START Task material
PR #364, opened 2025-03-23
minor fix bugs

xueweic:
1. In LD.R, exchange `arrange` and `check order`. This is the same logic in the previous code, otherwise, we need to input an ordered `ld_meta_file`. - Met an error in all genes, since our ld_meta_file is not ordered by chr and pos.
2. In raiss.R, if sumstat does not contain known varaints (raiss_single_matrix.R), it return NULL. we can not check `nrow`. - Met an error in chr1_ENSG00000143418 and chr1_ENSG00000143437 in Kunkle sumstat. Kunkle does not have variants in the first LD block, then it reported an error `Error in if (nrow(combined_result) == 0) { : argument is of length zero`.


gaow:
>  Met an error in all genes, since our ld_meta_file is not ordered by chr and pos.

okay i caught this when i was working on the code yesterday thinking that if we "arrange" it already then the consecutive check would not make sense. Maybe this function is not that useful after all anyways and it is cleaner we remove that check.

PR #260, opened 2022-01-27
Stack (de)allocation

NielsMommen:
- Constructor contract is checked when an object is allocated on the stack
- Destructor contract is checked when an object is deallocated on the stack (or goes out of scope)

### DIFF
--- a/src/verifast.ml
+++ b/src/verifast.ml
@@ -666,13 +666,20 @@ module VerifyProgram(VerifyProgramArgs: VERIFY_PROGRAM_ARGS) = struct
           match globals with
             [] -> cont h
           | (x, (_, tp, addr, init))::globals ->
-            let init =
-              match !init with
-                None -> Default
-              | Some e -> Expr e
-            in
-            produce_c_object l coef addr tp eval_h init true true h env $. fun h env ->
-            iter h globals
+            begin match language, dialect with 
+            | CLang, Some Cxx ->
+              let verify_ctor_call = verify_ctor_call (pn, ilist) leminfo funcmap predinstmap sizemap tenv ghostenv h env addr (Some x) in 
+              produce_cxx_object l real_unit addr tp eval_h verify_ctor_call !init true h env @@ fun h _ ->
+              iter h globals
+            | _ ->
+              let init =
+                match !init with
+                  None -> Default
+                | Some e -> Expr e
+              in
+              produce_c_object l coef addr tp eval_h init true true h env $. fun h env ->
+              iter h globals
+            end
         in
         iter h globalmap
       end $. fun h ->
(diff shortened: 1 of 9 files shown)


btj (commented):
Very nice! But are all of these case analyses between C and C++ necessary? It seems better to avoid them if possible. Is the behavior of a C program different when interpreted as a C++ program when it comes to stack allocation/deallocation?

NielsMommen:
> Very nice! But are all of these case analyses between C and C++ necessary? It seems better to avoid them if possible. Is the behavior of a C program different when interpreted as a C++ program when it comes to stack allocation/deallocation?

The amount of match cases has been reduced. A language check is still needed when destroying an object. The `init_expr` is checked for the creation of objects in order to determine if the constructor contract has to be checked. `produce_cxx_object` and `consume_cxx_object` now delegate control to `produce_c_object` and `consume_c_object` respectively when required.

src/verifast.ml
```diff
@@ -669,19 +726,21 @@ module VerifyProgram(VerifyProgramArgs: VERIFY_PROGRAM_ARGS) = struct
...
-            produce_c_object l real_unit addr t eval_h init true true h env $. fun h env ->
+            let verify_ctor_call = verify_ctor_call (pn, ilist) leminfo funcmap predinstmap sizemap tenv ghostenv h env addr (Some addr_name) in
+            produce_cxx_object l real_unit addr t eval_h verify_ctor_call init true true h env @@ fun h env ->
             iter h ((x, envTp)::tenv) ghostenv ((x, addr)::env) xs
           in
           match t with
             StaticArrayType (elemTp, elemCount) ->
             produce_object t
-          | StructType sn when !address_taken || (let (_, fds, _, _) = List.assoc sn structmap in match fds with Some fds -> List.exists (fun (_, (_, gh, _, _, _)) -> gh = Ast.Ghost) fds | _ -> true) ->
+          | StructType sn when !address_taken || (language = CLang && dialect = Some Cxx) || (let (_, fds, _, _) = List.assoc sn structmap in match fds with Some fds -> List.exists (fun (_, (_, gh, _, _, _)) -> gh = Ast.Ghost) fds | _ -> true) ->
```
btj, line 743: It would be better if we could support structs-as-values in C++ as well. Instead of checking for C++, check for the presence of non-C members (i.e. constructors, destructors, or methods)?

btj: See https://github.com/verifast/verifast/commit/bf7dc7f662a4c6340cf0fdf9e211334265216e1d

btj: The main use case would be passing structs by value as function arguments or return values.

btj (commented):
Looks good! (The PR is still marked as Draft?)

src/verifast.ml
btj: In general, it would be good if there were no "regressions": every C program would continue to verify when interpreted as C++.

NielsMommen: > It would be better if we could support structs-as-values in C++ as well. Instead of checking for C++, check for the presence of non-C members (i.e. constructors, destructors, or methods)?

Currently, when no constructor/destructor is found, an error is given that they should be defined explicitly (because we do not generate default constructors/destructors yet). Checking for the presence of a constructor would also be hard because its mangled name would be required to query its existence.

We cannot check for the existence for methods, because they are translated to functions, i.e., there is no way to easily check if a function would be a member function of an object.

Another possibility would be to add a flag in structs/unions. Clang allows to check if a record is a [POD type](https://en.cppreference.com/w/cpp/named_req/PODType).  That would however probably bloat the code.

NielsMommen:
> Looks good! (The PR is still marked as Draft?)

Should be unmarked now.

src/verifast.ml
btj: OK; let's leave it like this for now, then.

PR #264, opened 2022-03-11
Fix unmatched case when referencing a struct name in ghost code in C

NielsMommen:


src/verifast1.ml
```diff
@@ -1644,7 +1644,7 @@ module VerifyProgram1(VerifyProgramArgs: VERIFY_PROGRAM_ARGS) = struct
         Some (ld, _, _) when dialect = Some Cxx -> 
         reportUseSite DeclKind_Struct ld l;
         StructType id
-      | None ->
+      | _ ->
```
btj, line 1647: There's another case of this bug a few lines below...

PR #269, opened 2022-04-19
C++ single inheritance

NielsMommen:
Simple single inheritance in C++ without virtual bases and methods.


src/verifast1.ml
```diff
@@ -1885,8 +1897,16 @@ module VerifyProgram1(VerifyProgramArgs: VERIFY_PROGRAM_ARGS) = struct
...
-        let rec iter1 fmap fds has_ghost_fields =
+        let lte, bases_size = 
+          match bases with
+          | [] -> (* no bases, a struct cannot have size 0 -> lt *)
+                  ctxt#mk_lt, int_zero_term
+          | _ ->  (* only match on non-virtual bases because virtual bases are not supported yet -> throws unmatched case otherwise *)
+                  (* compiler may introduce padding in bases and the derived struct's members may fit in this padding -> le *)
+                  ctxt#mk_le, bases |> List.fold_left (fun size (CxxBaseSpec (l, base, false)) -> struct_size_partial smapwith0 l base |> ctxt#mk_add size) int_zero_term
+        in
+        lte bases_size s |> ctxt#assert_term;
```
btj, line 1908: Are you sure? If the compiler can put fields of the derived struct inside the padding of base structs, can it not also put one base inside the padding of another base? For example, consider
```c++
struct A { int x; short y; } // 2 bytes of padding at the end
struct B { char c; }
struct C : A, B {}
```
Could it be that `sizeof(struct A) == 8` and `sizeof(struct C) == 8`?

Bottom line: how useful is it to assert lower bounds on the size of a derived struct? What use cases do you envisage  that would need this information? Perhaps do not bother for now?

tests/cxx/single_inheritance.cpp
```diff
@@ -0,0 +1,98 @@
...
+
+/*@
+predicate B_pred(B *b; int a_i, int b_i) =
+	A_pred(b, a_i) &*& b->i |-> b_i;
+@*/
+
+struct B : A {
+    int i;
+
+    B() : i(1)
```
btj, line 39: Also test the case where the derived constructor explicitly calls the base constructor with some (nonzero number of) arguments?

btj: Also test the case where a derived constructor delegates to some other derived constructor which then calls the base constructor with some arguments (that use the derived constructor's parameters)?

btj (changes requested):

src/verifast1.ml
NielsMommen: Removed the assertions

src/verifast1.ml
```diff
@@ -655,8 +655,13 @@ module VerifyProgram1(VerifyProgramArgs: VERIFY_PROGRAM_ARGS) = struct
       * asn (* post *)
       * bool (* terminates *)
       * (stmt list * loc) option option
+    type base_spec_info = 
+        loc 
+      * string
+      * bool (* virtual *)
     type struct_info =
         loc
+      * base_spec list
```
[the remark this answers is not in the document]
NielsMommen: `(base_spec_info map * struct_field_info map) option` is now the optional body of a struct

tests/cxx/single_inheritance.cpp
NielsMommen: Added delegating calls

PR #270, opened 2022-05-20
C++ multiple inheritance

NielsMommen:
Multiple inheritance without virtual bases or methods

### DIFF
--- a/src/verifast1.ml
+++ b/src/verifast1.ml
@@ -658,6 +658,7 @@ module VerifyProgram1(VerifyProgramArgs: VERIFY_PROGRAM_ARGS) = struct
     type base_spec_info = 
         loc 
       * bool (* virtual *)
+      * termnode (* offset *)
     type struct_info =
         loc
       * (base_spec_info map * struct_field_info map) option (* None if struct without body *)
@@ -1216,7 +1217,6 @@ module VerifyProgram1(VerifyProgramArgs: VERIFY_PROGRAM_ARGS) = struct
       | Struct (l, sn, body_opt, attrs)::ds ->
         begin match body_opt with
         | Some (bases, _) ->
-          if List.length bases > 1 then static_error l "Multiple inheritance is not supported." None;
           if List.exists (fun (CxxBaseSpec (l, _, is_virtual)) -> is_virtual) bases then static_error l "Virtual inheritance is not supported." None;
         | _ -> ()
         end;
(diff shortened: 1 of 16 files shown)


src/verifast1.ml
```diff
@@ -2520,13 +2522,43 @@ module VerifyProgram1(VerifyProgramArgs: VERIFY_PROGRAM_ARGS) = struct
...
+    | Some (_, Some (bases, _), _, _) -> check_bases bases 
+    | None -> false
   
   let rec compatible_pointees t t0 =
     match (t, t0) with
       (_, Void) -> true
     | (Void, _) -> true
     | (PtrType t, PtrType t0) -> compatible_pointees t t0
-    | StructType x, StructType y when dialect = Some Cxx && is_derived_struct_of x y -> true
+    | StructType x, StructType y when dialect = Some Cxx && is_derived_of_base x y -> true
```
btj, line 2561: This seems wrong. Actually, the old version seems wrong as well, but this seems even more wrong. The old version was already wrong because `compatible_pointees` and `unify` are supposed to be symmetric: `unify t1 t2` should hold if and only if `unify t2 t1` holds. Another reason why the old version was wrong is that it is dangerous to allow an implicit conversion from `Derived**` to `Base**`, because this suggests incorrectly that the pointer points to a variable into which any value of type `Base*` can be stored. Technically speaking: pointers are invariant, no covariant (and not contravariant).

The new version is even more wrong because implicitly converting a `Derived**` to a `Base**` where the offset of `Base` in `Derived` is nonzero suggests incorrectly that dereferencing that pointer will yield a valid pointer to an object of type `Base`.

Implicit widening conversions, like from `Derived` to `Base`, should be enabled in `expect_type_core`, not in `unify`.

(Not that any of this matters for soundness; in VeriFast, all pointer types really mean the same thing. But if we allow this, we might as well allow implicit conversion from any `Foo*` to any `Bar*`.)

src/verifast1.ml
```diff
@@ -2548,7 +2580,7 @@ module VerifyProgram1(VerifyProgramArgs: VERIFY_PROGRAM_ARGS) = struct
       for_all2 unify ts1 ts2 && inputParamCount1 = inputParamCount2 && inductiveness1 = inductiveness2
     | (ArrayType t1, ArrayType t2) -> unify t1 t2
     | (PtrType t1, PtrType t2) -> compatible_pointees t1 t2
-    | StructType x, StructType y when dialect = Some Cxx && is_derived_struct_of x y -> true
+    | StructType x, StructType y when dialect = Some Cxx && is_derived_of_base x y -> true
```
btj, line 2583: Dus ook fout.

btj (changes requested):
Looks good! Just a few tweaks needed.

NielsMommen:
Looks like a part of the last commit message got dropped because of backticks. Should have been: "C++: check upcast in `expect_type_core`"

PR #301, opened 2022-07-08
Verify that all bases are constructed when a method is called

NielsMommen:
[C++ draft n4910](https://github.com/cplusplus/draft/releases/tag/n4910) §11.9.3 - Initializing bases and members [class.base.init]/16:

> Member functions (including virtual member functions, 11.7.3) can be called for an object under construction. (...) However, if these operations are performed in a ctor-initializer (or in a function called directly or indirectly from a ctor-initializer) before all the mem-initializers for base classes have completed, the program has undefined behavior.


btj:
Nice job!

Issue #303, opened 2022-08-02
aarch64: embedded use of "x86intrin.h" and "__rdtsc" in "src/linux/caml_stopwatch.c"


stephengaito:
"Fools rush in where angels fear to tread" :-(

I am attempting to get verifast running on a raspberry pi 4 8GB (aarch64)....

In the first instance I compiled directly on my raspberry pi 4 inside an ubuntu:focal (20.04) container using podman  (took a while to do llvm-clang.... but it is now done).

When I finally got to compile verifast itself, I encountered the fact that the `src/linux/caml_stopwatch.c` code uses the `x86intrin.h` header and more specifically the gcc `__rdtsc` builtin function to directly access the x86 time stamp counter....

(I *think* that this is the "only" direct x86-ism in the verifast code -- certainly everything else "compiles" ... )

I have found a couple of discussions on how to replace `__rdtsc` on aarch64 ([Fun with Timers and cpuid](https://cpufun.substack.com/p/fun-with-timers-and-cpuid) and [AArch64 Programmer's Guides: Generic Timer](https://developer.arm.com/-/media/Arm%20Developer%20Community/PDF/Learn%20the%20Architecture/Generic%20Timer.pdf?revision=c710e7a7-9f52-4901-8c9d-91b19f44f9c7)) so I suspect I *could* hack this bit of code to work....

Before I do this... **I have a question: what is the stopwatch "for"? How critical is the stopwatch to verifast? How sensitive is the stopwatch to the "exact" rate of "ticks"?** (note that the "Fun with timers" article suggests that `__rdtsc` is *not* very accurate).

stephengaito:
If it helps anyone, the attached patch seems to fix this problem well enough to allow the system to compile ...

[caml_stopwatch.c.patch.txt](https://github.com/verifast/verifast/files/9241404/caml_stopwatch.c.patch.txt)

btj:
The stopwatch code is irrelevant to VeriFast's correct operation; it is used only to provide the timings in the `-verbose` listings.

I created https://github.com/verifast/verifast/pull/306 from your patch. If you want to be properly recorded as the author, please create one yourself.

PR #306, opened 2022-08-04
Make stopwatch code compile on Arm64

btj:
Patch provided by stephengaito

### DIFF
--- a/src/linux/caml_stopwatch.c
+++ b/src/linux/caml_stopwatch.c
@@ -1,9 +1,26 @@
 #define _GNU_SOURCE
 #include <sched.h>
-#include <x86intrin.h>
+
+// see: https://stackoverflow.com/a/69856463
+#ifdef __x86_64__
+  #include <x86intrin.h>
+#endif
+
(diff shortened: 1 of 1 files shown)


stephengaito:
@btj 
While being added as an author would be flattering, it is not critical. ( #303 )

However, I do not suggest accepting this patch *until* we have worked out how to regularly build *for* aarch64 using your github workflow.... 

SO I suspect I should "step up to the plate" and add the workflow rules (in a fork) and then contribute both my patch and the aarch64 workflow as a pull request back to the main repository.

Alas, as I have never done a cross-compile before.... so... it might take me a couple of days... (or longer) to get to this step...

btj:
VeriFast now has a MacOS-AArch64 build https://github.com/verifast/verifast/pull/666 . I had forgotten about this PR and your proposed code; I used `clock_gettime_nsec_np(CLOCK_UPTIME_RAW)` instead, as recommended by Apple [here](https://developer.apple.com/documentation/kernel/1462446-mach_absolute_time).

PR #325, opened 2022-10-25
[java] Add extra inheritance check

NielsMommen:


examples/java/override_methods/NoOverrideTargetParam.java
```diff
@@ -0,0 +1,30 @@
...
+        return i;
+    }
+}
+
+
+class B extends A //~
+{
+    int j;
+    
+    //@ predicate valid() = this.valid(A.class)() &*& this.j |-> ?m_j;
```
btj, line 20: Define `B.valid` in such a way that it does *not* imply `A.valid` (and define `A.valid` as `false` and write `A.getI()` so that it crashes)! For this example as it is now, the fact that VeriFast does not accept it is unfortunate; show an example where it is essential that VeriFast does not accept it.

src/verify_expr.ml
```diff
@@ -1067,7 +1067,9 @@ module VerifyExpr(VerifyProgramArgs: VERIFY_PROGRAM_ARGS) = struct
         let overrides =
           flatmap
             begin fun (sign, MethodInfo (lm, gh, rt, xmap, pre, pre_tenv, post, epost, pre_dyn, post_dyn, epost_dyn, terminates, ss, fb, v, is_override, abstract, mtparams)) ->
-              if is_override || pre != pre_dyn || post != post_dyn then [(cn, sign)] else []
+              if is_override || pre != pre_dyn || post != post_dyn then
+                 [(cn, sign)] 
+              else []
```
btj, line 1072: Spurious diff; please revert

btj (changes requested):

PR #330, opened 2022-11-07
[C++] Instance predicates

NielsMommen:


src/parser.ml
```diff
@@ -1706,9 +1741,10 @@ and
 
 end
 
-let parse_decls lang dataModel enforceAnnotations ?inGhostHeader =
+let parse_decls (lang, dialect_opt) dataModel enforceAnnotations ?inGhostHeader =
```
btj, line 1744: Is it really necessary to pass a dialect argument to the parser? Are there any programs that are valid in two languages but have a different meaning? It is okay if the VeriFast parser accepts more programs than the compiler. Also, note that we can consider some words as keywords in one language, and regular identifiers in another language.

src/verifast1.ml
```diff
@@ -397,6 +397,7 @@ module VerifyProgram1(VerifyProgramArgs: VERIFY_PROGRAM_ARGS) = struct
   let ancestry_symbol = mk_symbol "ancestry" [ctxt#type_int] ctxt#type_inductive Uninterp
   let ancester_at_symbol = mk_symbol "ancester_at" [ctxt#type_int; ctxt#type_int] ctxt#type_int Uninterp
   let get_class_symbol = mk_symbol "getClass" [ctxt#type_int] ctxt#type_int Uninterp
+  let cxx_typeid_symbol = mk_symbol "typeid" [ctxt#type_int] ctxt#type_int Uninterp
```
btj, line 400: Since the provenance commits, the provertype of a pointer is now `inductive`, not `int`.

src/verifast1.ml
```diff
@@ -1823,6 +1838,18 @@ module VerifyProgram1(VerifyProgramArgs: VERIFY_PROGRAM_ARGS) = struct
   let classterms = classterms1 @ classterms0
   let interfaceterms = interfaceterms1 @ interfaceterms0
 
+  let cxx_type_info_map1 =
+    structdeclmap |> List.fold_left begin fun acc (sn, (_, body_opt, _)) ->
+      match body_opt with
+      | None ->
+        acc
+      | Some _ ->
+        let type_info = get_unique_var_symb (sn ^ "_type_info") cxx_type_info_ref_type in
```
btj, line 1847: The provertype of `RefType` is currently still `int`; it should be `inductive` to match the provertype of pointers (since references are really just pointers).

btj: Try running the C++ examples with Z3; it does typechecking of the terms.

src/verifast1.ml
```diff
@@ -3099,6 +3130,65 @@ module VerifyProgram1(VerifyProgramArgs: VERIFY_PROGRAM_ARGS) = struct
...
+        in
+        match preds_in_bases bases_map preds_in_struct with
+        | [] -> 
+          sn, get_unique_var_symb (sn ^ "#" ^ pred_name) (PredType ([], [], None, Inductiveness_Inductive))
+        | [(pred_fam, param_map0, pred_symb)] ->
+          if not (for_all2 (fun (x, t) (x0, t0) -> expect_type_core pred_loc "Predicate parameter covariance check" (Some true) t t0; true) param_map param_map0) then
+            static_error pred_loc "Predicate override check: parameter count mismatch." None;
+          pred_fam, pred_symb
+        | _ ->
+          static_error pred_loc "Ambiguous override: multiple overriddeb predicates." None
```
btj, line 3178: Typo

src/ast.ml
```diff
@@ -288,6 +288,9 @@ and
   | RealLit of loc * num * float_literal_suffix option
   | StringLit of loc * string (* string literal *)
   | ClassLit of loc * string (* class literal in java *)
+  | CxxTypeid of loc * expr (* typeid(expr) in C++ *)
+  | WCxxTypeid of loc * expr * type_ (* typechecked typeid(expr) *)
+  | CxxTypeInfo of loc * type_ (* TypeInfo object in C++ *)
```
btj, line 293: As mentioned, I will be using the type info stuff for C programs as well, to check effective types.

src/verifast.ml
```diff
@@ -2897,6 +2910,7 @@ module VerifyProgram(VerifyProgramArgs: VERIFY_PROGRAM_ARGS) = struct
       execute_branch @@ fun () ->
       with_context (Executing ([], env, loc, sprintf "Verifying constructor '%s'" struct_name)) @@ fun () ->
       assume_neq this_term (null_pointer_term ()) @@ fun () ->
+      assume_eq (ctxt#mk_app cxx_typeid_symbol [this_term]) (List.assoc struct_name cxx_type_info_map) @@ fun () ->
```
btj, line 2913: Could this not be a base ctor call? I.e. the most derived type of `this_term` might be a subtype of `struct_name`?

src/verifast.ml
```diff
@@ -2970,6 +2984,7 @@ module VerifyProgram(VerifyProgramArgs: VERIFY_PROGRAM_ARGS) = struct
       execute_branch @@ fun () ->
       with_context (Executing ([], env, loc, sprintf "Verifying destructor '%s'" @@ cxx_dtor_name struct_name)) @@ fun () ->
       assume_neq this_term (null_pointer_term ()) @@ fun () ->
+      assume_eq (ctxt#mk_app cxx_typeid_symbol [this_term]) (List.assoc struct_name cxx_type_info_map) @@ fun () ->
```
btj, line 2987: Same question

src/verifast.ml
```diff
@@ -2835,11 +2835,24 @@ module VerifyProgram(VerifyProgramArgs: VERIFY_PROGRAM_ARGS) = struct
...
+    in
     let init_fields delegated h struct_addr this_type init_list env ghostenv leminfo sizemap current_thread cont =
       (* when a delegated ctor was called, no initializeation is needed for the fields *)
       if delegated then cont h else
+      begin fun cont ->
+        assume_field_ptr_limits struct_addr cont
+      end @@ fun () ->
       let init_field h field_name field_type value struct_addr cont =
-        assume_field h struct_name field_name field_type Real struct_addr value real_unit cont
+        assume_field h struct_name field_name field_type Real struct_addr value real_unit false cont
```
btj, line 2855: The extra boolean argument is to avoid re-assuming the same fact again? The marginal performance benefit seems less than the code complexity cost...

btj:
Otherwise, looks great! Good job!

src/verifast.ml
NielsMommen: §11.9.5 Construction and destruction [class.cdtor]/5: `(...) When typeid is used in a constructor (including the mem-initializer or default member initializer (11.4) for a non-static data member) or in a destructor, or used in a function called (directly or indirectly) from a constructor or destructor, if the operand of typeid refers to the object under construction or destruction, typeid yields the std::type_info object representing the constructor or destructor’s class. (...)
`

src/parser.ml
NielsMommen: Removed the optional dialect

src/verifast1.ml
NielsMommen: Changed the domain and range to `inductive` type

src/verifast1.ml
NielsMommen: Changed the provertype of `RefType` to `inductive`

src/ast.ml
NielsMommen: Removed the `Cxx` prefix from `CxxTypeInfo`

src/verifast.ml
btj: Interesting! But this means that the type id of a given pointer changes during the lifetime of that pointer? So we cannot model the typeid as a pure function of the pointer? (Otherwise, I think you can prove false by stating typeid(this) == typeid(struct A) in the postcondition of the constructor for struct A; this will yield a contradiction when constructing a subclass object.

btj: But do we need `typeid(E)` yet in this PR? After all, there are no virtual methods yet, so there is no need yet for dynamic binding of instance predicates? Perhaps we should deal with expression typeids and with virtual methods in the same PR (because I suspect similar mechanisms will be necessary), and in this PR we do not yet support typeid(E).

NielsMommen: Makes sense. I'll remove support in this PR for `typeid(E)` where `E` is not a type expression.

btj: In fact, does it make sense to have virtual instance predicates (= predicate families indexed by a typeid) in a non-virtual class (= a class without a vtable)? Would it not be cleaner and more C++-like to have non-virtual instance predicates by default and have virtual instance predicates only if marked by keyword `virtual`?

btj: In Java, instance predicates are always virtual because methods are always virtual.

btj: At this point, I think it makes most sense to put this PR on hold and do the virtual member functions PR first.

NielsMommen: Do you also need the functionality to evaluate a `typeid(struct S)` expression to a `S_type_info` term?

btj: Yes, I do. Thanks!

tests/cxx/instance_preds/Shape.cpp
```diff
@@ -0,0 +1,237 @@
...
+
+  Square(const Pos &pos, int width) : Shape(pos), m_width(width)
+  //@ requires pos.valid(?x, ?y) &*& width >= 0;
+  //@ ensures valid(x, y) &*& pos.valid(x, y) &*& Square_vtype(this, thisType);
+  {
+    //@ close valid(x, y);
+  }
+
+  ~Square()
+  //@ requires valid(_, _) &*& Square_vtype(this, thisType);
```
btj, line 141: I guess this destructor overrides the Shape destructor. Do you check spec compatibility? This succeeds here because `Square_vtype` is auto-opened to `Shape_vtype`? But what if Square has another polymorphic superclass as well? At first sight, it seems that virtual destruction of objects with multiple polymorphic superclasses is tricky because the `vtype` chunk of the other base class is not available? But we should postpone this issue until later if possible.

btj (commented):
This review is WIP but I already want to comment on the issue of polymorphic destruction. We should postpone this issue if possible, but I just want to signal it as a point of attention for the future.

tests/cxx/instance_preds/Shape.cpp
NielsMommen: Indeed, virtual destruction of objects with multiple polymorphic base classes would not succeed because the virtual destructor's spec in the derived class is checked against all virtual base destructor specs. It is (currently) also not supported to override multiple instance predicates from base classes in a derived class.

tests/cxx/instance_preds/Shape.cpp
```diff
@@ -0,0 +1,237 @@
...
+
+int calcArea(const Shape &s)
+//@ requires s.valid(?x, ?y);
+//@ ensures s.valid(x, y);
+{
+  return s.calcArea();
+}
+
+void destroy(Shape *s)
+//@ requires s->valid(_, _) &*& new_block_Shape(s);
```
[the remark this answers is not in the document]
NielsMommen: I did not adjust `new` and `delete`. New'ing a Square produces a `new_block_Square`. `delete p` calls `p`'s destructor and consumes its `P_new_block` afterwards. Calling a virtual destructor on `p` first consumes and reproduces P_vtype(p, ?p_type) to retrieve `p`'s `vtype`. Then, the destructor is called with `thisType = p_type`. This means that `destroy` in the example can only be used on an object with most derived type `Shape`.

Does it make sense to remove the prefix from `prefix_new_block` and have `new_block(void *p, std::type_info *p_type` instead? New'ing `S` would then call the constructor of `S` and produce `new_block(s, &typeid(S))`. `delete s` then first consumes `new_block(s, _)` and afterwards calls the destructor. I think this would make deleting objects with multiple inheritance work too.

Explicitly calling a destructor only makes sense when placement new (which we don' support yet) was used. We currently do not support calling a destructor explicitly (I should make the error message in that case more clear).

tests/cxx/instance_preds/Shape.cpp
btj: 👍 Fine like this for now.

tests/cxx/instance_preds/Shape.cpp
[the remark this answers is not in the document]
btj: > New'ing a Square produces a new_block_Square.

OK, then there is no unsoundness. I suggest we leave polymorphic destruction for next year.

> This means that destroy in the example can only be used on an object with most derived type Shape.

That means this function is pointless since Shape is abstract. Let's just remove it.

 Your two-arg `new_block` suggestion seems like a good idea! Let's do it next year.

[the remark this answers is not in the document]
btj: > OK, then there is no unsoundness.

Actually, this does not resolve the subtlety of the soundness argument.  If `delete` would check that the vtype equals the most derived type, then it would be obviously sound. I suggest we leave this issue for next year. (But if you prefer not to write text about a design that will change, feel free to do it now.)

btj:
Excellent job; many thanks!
END Task material
Task goal → Starting at the line that has "Verify that all" in the records above, restate word for word every line until the one that has "In the first instance", and include that one as well.

Exercise result →
Verify that all bases are constructed when a method is called

NielsMommen:
[C++ draft n4910](https://github.com/cplusplus/draft/releases/tag/n4910) §11.9.3 - Initializing bases and members [class.base.init]/16:

> Member functions (including virtual member functions, 11.7.3) can be called for an object under construction. (...) However, if these operations are performed in a ctor-initializer (or in a function called directly or indirectly from a ctor-initializer) before all the mem-initializers for base classes have completed, the program has undefined behavior.


btj:
Nice job!

Issue #303, opened 2022-08-02
aarch64: embedded use of "x86intrin.h" and "__rdtsc" in "src/linux/caml_stopwatch.c"


stephengaito:
"Fools rush in where angels fear to tread" :-(

I am attempting to get verifast running on a raspberry pi 4 8GB (aarch64)....

In the first instance I compiled directly on my raspberry pi 4 inside an ubuntu:focal (20.04) container using podman  (took a while to do llvm-clang.... but it is now done).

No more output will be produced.